Repeat the records below word for word.

Records to use =
━━━━━━
PR #5863, opened 2022-03-05
Add stdlib `xml.etree.cElementTree` to deprecated modules

### LINKED ISSUE #5862: Warn if deprecated stdlib module `cElementTree` is imported
### Current problem

The stdlib module `cElementTree` has been deprecated in the docs since Python 3.3, and if imported just aliases `xml.etree.ElementTree`.

Core Python devs seem reluctant to issue `DeprecationWarning`s at runtime because of the longstanding idiom for attempting to import it and falling back to the python implementation, back when the C-accelerator was not on-by-default:

```python
try:
    import xml.etree.cElementTree as ETree
except ImportError:
    import xml.etree.ElementTree as ETree
```

This is the entire content of cElementTree:
```python
# Deprecated alias for xml.etree.ElementTree

from xml.etree.ElementTree import *
```

Which means the first example, although harmless [*], should just be:
```python
import xml.etree.ElementTree as ETree
```

[*] not _totally_ harmless, because someday the winds might blow the other way and a consensus develops to emit warnings and remove the module. Who knows?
━━━━━━
Your response =
PR #5863, opened 2022-03-05
Add stdlib `xml.etree.cElementTree` to deprecated modules

### LINKED ISSUE #5862: Warn if deprecated stdlib module `cElementTree` is imported
### Current problem

The stdlib module `cElementTree` has been deprecated in the docs since Python 3.3, and if imported just aliases `xml.etree.ElementTree`.

Core Python devs seem reluctant to issue `DeprecationWarning`s at runtime because of the longstanding idiom for attempting to import it and falling back to the python implementation, back when the C-accelerator was not on-by-default:

```python
try:
    import xml.etree.cElementTree as ETree
except ImportError:
    import xml.etree.ElementTree as ETree
```

This is the entire content of cElementTree:
```python
# Deprecated alias for xml.etree.ElementTree

from xml.etree.ElementTree import *
```

Which means the first example, although harmless [*], should just be:
```python
import xml.etree.ElementTree as ETree
```

[*] not _totally_ harmless, because someday the winds might blow the other way and a consensus develops to emit warnings and remove the module. Who knows?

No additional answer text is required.